"Unfracking is a method of plugging orphan wells using biochar."
— Bloomberg Green Feb 23, 2023
A few years ago I was in a press conference at a UN COP and representatives of the IPCC were running through the numbers — greenhouse gas emissions were up, especially methane. None of the guardrails agreed to in earlier conferences seem to be working. They were either ignored, gaslighted, or kicked down the road. I rose and asked a question.
How much of this rise is from fugitive methane leaking from pipelines, retired but uncapped wells, and unconventional oil and gas (a.k.a. fracking)?They said they didn’t know but did not consider those to be major factors. Mic drop.
Since then IPCC has learned much more about fugitive methane. New IR satellite imaging has allowed scientists to map methane hotspots around the world. The next generation of remote sensors in space, authorized by recent legislation, will pinpoint sources and quantify volumes to fine detail. Still, I was recently on a call with experts in this area and they tell me the vast majority of methane emissions today — now rising at an unprecedented clip — can be traced to their origins — human or “natural” — by molecular signature. The blip we see comes from sources other than the oil and gas industry or cattle feedlots.
That answer is disturbing. If the sharp rise of methane in the atmosphere is from natural sources, it means that Earth systems have crossed tipping points we have been warned about — permafrost melt; shallow coastal clathrates; accelerated microbial activity from changing weather, soil and water conditions. If the sharp rise being observed is from fracking and pipeline leakage, we are in for it because fracking is rapidly expanding to parts of the world and new pipelines are all the rage. Ones in war zones, like the Nordstream II, are especially concerning.
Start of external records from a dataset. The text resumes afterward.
PR #463, opened 2026-07-20
Auto-detect the client/host role from an existing API key

sammy-vastai:
## Summary

Stacked on #462. Adds automatic role detection so most users never have to run `vastai set role` manually — the key insight is that for most existing users an API key already exists, so there's no "enter your key" moment to hook into; detection just needs to use it as soon as possible.

- `ensure_host_role_detected()` (`vastai/cli/util.py`): one best-effort API call (`GET /machines?owner=me`) that caches the role permanently either way ('client' as much as 'host') on success; a failed check (network/auth error) leaves it undetected for retry rather than guessing.
- Wired into three trigger points that already have a valid key in hand:
  - `get_client()` (`vastai/cli/utils.py`) — fires lazily on a user's next real command. Deliberately does not run on `--help`/tab completion, which never build a client.
  - `vastai set api-key` — detects immediately using the newly-saved key and announces the result.
  - The bash installer (`scripts/install.sh`) — if a key already exists on disk (a pre-existing user re-running the installer to upgrade), fires a single detached (`nohup ... & disown`) background call so it can't add install latency.
- pip installs still can't be reached at install time (no post-install hook exists in the wheel/PEP 517 standard) — they fall back to the `get_client()` lazy path, an accepted, unavoidable gap.
- Once resolved, the role is sticky — `vastai set role host|client` remains the deliberate override for e.g. a client account that starts hosting later.

## Test plan
- [x] `poetry run pytest tests/cli` — 407 passed
- [x] `bash tests/installer/run_tests.sh` — 18 passed (3 new scenarios covering the installer's background role-detection)
- [x] Manually verified `set api-key` auto-detection and announcement against the real `vastai` binary

CLN-3582

### DIFF
--- a/scripts/install.sh
+++ b/scripts/install.sh
@@ -328,6 +328,23 @@ check_pip_coexistence() {
     warn "put $LOCAL_BIN first in PATH so this one wins."
 }
 
+# warm_role_cache — best-effort: most reinstalls are an existing user with an
+# API key already on disk from before, so there's no "enter your key" moment
+# to hook into here — just a key that's already sitting there. If one exists,
+# resolve the client/host CLI view for it now (one GET to /machines) instead
+# of waiting on whatever command they happen to run next. A fresh install has
+# no key yet, so this is a no-op for that (the common) case.
+#
+# Detached (nohup, backgrounded, disowned) so it can't add latency to the
+# install and survives this script's own process exiting; every failure mode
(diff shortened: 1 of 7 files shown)


sammy-vastai:
Superseded by #484, which combines this and #462 into a single branch (rebased onto current master, conflicts resolved, tests passing).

Energy Infrastructure as Target
Nordstream had 750 miles of methane — 300 million cubic meters — under pressure that was released when it was ruptured by a coordinated NATO bombing to prevent European countries from buying Russian gas. That amount of methane will have about the same global warming over a 100-year timeframe as about 6 million tons of carbon dioxide.
That’s roughly on par with the amount of CO2 emitted in a year by mid-sized cities such as Havana, or Helsinki or Dayton, Ohio.
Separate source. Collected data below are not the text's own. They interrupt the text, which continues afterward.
PR #464, opened 2026-07-21
Un-deprecate show instances: absorb API version churn instead of surfacing it

sammy-vastai:
## Summary

Fixes [CLN-3581](https://vastai.atlassian.net/browse/CLN-3581): `vastai show instances` was printing a deprecation warning pointing users at `show instances-v1`, even though the v0→v1 backend migration was already done transparently at the transport layer. Command names are the CLI's stable contract, so this folds the v1 improvements into the existing command instead of shipping a versioned replacement.

- Removed the `DEPRECATED` warning; `show instances` now uses `/api/v1/instances/` directly.
- Folded `instances-v1`'s server-side filtering (`--status`, `--label`, `--gpu-name`, `--verification`), sorting (`--order-by`), custom columns (`--cols`), and rich table output into `show instances`.
- `show instances-v1` is now a hidden alias of `show instances` (no longer listed in `--help`), so existing scripts keep working.
- `VastAI.show_instances()` no longer emits a `DeprecationWarning`.
- Kept the merge backward compatible by contract:
  - `--raw` still returns a flat JSON list of *all* instances by default (fetches every page silently); it only returns the paginated `{instances, next_token, total_instances, label_counts}` dict when the caller explicitly passes `--limit`/`--next-token`.
  - No pagination prompts by default — fetch-all is silent. The interactive "Fetch next page?" prompt only appears in explicit single-page mode, and only when stdin/stdout are a TTY, so non-interactive invocations (cron, agents) never block.
- Generalized `instances_api.show_instances()` to accept optional `select_filters`/`order_by` so the CLI can reuse it for the filtered fetch-all `--raw` path.
- Updated `vastai/SKILL.md` examples to drop `instances-v1` in favor of the merged command.

## Test plan

- [x] `poetry run pytest tests/cli/test_instances_commands.py tests/sdk/test_sync_client.py tests/cli/test_parser.py` — 60 passed
- [x] `poetry run pytest tests/ --ignore=tests/live` — no new failures (pre-existing unrelated failures in `test_tar_utils.py`/`test_search.py` confirmed present on `master` too)
- [x] Manual verification against the live API via `poetry run vastai`:
  - `show instances` — no deprecation warning, rich table with filter/summary panels
  - `show instances --raw` — flat list, legacy shape
  - `show instances -q` — bare IDs
  - `show instances --status running --gpu-name 'RTX 4090'` — filters work
  - `show instances-v1 -q` — hidden alias still functions
  - `vastai --help` — `instances-v1` no longer listed
  - Simulated non-TTY explicit-pagination mode — confirmed no blocking prompt

### DIFF
--- a/tests/cli/test_instances_commands.py
+++ b/tests/cli/test_instances_commands.py
@@ -67,6 +67,164 @@ class TestShowInstances:
         result = args.func(args)
         assert isinstance(result, list)
 
+    def test_show_instances_no_deprecation_warning_stderr(self, parse_argv, patch_get_client, mock_response, capsys):
+        patch_get_client.get.return_value = mock_response(200, {"instances": [], "next_token": None})
+        args = parse_argv(["show", "instances", "--raw"])
+        args.func(args)
+        captured = capsys.readouterr()
+        assert "DEPRECATED" not in captured.err
+
+
+class TestShowInstancesFilters:
+    def test_status_filter_sent(self, parse_argv, patch_get_client, mock_response):
+        patch_get_client.get.return_value = mock_response(200, {"instances": [], "next_token": None})
+        args = parse_argv(["show", "instances", "--raw", "--status", "running", "loading"])
+        args.func(args)
+        select_filters = patch_get_client.get.call_args.kwargs["query_args"]["select_filters"]
+        assert select_filters == {"actual_status": {"in": ["running", "loading"]}}
+
+    def test_invalid_status_warns(self, parse_argv, patch_get_client, mock_response, capsys):
+        patch_get_client.get.return_value = mock_response(200, {"instances": [], "next_token": None})
+        args = parse_argv(["show", "instances", "--raw", "--status", "bogus"])
+        args.func(args)
+        captured = capsys.readouterr()
+        assert "unknown status value" in captured.err
+
+    def test_label_filter_empty_string_means_unlabeled(self, parse_argv, patch_get_client, mock_response):
+        patch_get_client.get.return_value = mock_response(200, {"instances": [], "next_token": None})
+        args = parse_argv(["show", "instances", "--raw", "--label", ""])
+        args.func(args)
+        select_filters = patch_get_client.get.call_args.kwargs["query_args"]["select_filters"]
+        assert select_filters == {"label": {"in": [None]}}
+
+    def test_gpu_name_filter_sent(self, parse_argv, patch_get_client, mock_response):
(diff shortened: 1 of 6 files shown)


sammy-vastai:
@Marcoh572 Could you take a look at this PR when you get the chance?

Marcoh572 (approved):
This looks great — folding v1 back into `show instances` and hiding the old name reads cleanly, and the fetch-all-by-default plus the TTY-gated prompt all line up with what the ticket asked for. Approving. Two things, neither blocking:

1. The acceptance criteria don't really have tests behind them yet — the suite covers `--raw` and the basic table, but nothing asserts the deprecation warning is gone, that `-q` prints bare IDs, that `instances-v1` still routes as a hidden alias, or that a non-TTY run never blocks on the pagination prompt. Might be worth adding a few so they don't quietly regress later — especially the no-warning and no-prompt ones, since those are the whole point of the change.

2. A behavior question: now that fetch-all is the default, a bare `show instances` runs through the main loop with the 1s sleep between pages, so someone with a lot of instances (~40 pages) waits ~40s — where the old default didn't throttle at all. `--raw` skips it since it goes through the api-layer pager. Was the sleep meant to sit on the default human-facing path? Could it move to the `--raw`-style fast path or drop to a shorter interval? Probably doesn't matter for typical accounts, just flagging it.

sammy-vastai:
> This looks great — folding v1 back into `show instances` and hiding the old name reads cleanly, and the fetch-all-by-default plus the TTY-gated prompt all line up with what the ticket asked for. Approving. Two things, neither blocking:
> 
> 1. The acceptance criteria don't really have tests behind them yet — the suite covers `--raw` and the basic table, but nothing asserts the deprecation warning is gone, that `-q` prints bare IDs, that `instances-v1` still routes as a hidden alias, or that a non-TTY run never blocks on the pagination prompt. Might be worth adding a few so they don't quietly regress later — especially the no-warning and no-prompt ones, since those are the whole point of the change.
> 2. A behavior question: now that fetch-all is the default, a bare `show instances` runs through the main loop with the 1s sleep between pages, so someone with a lot of instances (~40 pages) waits ~40s — where the old default didn't throttle at all. `--raw` skips it since it goes through the api-layer pager. Was the sleep meant to sit on the default human-facing path? Could it move to the `--raw`-style fast path or drop to a shorter interval? Probably doesn't matter for typical accounts, just flagging it.

thanks for the review.  added some tests.  did not intend to make sleeping between requests the default, couldn't find a reason for it so just dropped it for consistency.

As it turned out, concern that Europeans would lose their resolve to adhere to sanctions on Russia in the gales of General Winter were misplaced. Germany completely eliminated its dependence on Gasprom by speeding up its green power conversion and buying more from Norway. No one had to freeze in the dark. There was no need to slow the decommissioning of toxic and target-prone nukes. There was no need to blow up Nordstream II.
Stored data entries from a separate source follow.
PR #466, opened 2026-07-21
Hide unreleased network-volume commands from --help

sammy-vastai:
## Summary

Network volumes aren't released yet, but their CLI commands were fully visible in `vastai --help` and tab completion — `search network-volumes`, `create network-volume`, `list network-volume`, `unlist network-volume`.

Adds a general-purpose "hidden command" gate, independent of and unrelated to the client/host work in #462/#463:
- `HIDDEN_COMMANDS` (name-based registry) + an explicit `hidden=` kwarg on `@parser.command`, mirroring the existing `COMMAND_OVERRIDES`-style pattern in `vastai/cli/parser.py`.
- Discoverability gate only, not an access gate — a hidden command still runs if typed directly (e.g. `vastai search network-volumes ...`), so internal testing is unaffected.
- Applied to all four network-volume commands.

Found while manually testing #462 — noticed `search network-volumes` in `--help` but its own `usage:` string has an unrelated pre-existing typo (says `search network volumes`, missing the hyphen, present on `master` too). Not fixed here since it's a separate, small, unrelated issue — happy to do it as a follow-up if wanted.

## Test plan
- [x] `poetry run pytest tests/cli` — 375 passed
- [x] Manually verified: none of the four commands appear in `vastai --help` or tab completion; all four still parse and run when typed directly

### DIFF
--- a/tests/cli/test_parser.py
+++ b/tests/cli/test_parser.py
@@ -4,6 +4,7 @@ import pytest
 from vastai.cli.parser import (
     apwrap, argument, hidden_aliases, MyWideHelpFormatter,
     build_command_maps, two_stage_command_completions,
+    is_hidden_command,
 )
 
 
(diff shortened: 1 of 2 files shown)


vastzuby (approved):

vastzuby:
yeah anything network volume or cluster related should be hidden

28 Sep Daily Mail: Ursula von der Leyen, head of the EU Commission, this morning vowed the ‘strongest possible response’ to what she called ‘sabotage’ of the pipelines — but stopped short of directly blaming Russia. It was also revealed last night that the CIA warned weeks ago the pipes could be attacked after agents sent a ‘strategic warning’ to European allies including Germany, sources told Der Spiegel last night, though they refused to say whether Russia was identified as a culprit. The warning was not specific and did not pinpoint a time or location for an attack, the New York Times added. However, heavy suspicion for the attack has fallen on the Kremlin — with European officials briefing the Washington Post last night that ‘no-one is thinking this is anything other than Russian sabotage’.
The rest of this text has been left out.